A look back at the prominent ball-tampering controversies that have engulfed world cricket in the recent past

In the Newlands Test, the same one in which Cameron Bancroft was caught using sticky tape to try to rub gains of sand on the ball, South Africa tried some accelerating methods of their own. They were spoken to about throwing the ball onto the pitch from the outfield, something which can speed up how quickly the leather gets scuffed up. Umpire Nigel Llong could be heard telling du Plessis and wicketkeeper Quinton de Kock, who was catching the ball on the bounce, that the practice "had to stop". South Africa did not need further reprimanding and no action needed to be taken.

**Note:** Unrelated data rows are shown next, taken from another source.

PR #740, opened 2026-08-01
Add a bottommost option to compact() so existing data can be re-encoded

kriszyp:
`compactRange` passed a default-constructed `CompactRangeOptions`, whose `bottommost_level_compaction` is `kIfHaveCompactionFilter`. With no compaction filter installed that skips the bottommost level — where the bulk of the data sits — so `compact()` could not rewrite it.

That matters because a column family's `compression` governs **newly written files only**. Existing SST and blob files keep the codec they were written with until something rewrites them, and nothing available could. Changing the codec on a database that already held data left that data encoded as before, indefinitely.

Measured on 60k compressible records written uncompressed and reopened as zstd:

```
written uncompressed:            34.8M
reopened as:                     {"algorithm":"zstd"}
after plain compact():           34.8M   <-- bottommost skipped
after compact({bottommost:true}) 2.0M    <-- re-encoded
compactSync({bottommost:true})   2.0M    (idempotent)
```

```typescript
// Re-encode everything already on disk under the column family's current codec
await db.compact({ bottommost: true });
db.compactSync({ bottommost: true });
```

Opt-in rather than the default because it rewrites the entire range regardless of whether RocksDB judges it worthwhile, so it costs as much as the data is large — it should be a deliberate operator action, not something an upgrade or a routine compaction does implicitly.

## Why this is needed

`harper` [#2044](https://github.com/HarperFast/harper/pull/2044) makes Harper honor `storage.compression` on databases upgraded from 5.1, which had been silently ignored — an existing column family inherits its persisted codec on reopen rather than adopting the build default, so those instances were writing uncompressed indefinitely. That fix compresses new writes, which is the right default. This gives operators the separate, explicit action to convert the data already on disk; without it there is no path from an existing uncompressed database to a compressed one short of a dump and reload.

## Changes

- `db_descriptor.cpp` / `.h` — `compactRange` takes a `bottommost` flag and sets `BottommostLevelCompaction::kForce`
- `database.cpp` / `.h` — the flag is read from an added trailing argument on both `Compact` and `CompactSync`, and carried on `AsyncCompactState`
- `store.ts` — `CompactOptions.bottommost?: boolean`, forwarded to both native calls
- `load-binding.ts` — native signatures updated
- README — documents the option, and adds a note under **Compression** that a codec change affects new files only, and that omitting `compression` on an existing family inherits its codec rather than applying the default

## Testing

`test/compaction.test.ts` gains a case that writes uncompressed, reopens under zstd, asserts a plain `compact()` leaves the SST bytes **exactly** unchanged, then asserts `{ bottommost: true }` drops them below half — through both `compact()` and `compactSync()`. Skipped when the native build lacks zstd. 39 tests pass across the compaction and compression suites.

Verified against a RocksDB prebuild carrying the compression codecs (11.1.2); the repo's currently vendored prebuild has only none/zlib, so the new test self-skips there.

Generated by Claude Opus 5.

### DIFF
--- a/test/compaction.test.ts
+++ b/test/compaction.test.ts
@@ -12,7 +12,10 @@ function fileBytes(dir: string, extension: string): number {
 		recursive: true,
 	})) {
 		if (entry.isFile() && entry.name.endsWith(extension)) {
-			total += statSync(join(entry.parentPath ?? dir, entry.name)).size;
+			// `parentPath` was added in Node 20.11/21.5; README documents Node 18+ support, where
+			// this is `undefined` and the property was still named `path`.
+			const parentPath = entry.parentPath ?? (entry as unknown as { path?: string }).path ?? dir;
+			total += statSync(join(parentPath, entry.name)).size;
 		}
 	}
 	return total;
--- a/test/compaction.test.ts
+++ b/test/compaction.test.ts
@@ -4,19 +4,22 @@ import { readdirSync, statSync } from 'node:fs';
 import { join } from 'node:path';
 import { afterEach, describe, expect, it } from 'vitest';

But in Australia's case, by the time the umpires came to know about Bancroft's actions in tampering with the ball, the rest of the world knew too. Bancroft was spotted on television cameras in the 43rd over of South Africa's second innings, with the hosts 185 runs ahead and only two wickets down. The chance to win the series had not slipped away from Australia at that stage, but it seemed to be heading that way and Smith admitted that he felt the ball was not doing enough, which led to the tampering.

For Gibson, Australia have fallen on their own sword because they were blinded by a desire to dominate play. "The Aussies have said themselves that the brand of cricket they play is to win at all costs, and when you have that mindset... when you look at the Ashes, they were never really behind in many of the games. They won quite comfortably," Gibson said. "Here they were behind a couple of times and perhaps that desperation came into it for them. It's a shame that something like this had to happen for them to have a look at themselves. We just leave that to them and we'll focus on winning the next game."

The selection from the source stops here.